[SciPy-User] Reshaping Question

[Anne Archibald]

2009/11/4 David Warde-Farley <dwf at cs.toronto.edu>:
> Hi Skipper,
>
> No, I don't believe so. The reason is that NumPy arrays have to obey constant stride along each dimension.

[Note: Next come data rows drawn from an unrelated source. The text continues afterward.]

PR #188, opened 2020-01-07
Update to work with nav2 eloquent release

jplapp:
(re-created #187)

- renamed LocalPlanner to Controller
- adapted the `configure` method
- adapted `plugin_lib_names` for behaviour tree
- modified the test config params so that nav2 will choose TEB controller (naming change of `controller_plugin_types`)

I have also included a launch script to launch only the nav2 part instead of the full turtlebot, and also moved all other changes from the nav2_params.yaml test config to the teb_params.yaml test config.  These changes are not strictly necessary, let me know if I should remove them

The controller now works fine in simulation, however I noticed to problems in testing:
- commands seem to take long to compute, there are warnings that target frequency of 20Hz cannot be reached
- some, but not all, teb configuration settings are ignored. For example `footprint_model/type` is ignored while `optimization_verbose` works fine.

### DIFF
--- a/teb_local_planner/include/teb_local_planner/teb_local_planner_ros.h
+++ b/teb_local_planner/include/teb_local_planner/teb_local_planner_ros.h
@@ -44,7 +44,7 @@
 #include <rclcpp/rclcpp.hpp>
 
 // Navigation2 local planner base class and utilities
-#include <nav2_core/local_planner.hpp>
+#include <nav2_core/controller.hpp>
 
 // timed-elastic-band related classes
 #include "teb_local_planner/optimal_planner.h"
@@ -84,7 +84,7 @@ using CostmapROSPtr = std::shared_ptr<nav2_costmap_2d::Costmap2DROS>;
   * @brief Implements the actual abstract navigation stack routines of the teb_local_planner plugin
   * @todo Escape behavior, more efficient obstacle handling
   */
-class TebLocalPlannerROS : public nav2_core::LocalPlanner
+class TebLocalPlannerROS : public nav2_core::Controller
 {
 
 public:
@@ -107,6 +107,7 @@ public:
    */
   void configure(
     const rclcpp_lifecycle::LifecycleNode::SharedPtr & node,
+    std::string name,
     const std::shared_ptr<tf2_ros::Buffer> & tf,
     const std::shared_ptr<nav2_costmap_2d::Costmap2DROS> & costmap_ros) override;
   void activate() override;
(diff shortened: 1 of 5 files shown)


SteveMacenski:
@jplapp this looks really good. The only other thing would be to namespace the parameters by the `name` given, see DWB PR as an example https://github.com/ros-planning/navigation2/pull/1468. The value of this is allowing a user to map multiple controller plugins into the controller server. That way you can have DWB, TEB, ... to choose from. But also, you can then have multiple instances of TEB in the server if you have one for more aggressive motion for certain situations. The namespacing by the `controller_plugin_id` makes sure the correct parameters are mapped to the correct plugin type. Its a 2 step process:
- Add the `name` before all parameters in the configuration file `FollowPath.param_name`, or `TEBFollowPath.param_name`, etc
- Add the `name + "." + ` in front for all parameter declarations / get / set, ei https://github.com/ros-planning/navigation2/pull/1468/files#diff-ad84955d76c45e50dc811d6a08de2b71R58

@croesmann do you mind giving this a look?

For the parameters issue @jplapp, you cannot use `/` for parameters. The namespacing is represented by `.` now. You should just rename the parameter to not be namespaced, or update how you're reading it in and representing it in yaml

SteveMacenski:
I just took a look and it looks like none of the `footprint_model` parameters have been declared, only `get`, that's your problem. Also same with `controller_frequency`. This would explain why they're not settable. 

Edit: See my branch here: https://github.com/SteveMacenski/teb_local_planner/tree/eloquent_nav2 that fixes those issues above off of your `eloquent_changes` branch. You can pull that in and retest

SteveMacenski:
I've done some more testing, the reason its not making 20hz is that it's not by default a release build. Uncomment that out and you're good to go.

croesmann:
awesome, many thanks to you both! @SteveMacenski, I merged your changes into eloquent-devel. However, [this change](https://github.com/SteveMacenski/teb_local_planner/commit/b9e1c0714a566e95852109d01d236c917d963366#diff-cd567fd420fd64c331d215a3143b7d73R126) does not compile as it does not correspond to the [function signature](https://github.com/ros-planning/navigation2/blob/master/nav2_dwb_controller/dwb_core/include/dwb_core/trajectory_critic.hpp#L94-L97). I reverted the line, however, do we need add the parent namespace to either `name` or the parent node handle?. I can also try to test this later...

SteveMacenski:
You should add the cmake flags for boost, that’s a must. 

The changing of the configure function is in a PR right now to be merged into master. That won’t get to Eloquent, but will be in Foxy. I work on master branch. The name is required to getting parameters namespaced by controller ID so you can have multiple instances of a single controller or planner with different parameters for different behaviors in context

PR #197, opened 2020-03-09
remove normalized code

XinyuKhan:
I think "Integrate with 10 steps between each pose" means dividing direction_vec by 10. not  dividing direction_vec's unit vector(normalized direction_vec) by 10.


croesmann:
thank you. I'll cherry-pick this to melodic as well.

PR #198, opened 2020-03-23
Fixed prune path [ros2]

rdeniza:
In testing we saw disappearing via points and jumping to goal directly when robot is near the goal. To fix this bug, tf_->transform() arguments should be given correctly  when transforming robot pose into the plan frame.


SteveMacenski:
#291 supersedes

PR #199, opened 2020-03-24
add visualization for circular obstacles

arii:
This small PR provides support to publish rviz markers for obstacles of the CircularObstacle type.  It follows the form of the other obstacle publishers (point, line, and polygon).


croesmann:
thank you for this PR!

PR #205, opened 2020-04-28
Fix RobotFootprintModel visualization bug

gzwsc2007:
Fixed a bug where the visualization marker array is incorrectly modified.


croesmann:
thank you!

PR #208, opened 2020-05-29
Reserve the size of the relevant obstacles vector to avoid memory allocation

jcmonteiro:
This change becomes more significant as the amount of obstacles increases. If the size is not reserved, in gcc, the capacity starts at zero, increases to one after the first `push_back`, and then doubles every time a `push_back` would cause the number of elements to exceed the current capacity. When this happens, more memory is allocated for the vector.

I didn't benchmark to measure the scenarios where this PR is more beneficial.


croesmann:
thanks!

PR #209, opened 2020-05-30
Add a saturation strategy that preserves the expected robot motion

jcmonteiro:
This other option for saturating the twist command preserves the expected robot motion. I had a good experience using it with quadrotors a while back, and I'm using now for differential drive robots with good results. It is one method of Control Allocation, namely Direct Control Allocation. I know it's unrelated, by I've published a paper a while back on the subject, I'm adding the [link here](https://ieeexplore.ieee.org/abstract/document/7524963) (minor self-promotion...).


croesmann:
the technique totally makes sense! Thanks a lot, also for the reference to your paper ;-)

Assuming
> dtype is int32, the reshaping you describe (assuming you want to reshape c into d) would require the stride along dim
> 2 to be 4 bytes to get from 0 to 1, and then 12 bytes to get to 4, and then 4 bytes again to get to 5. This isn't
> legal, you'd have to do a copy to construct this matrix.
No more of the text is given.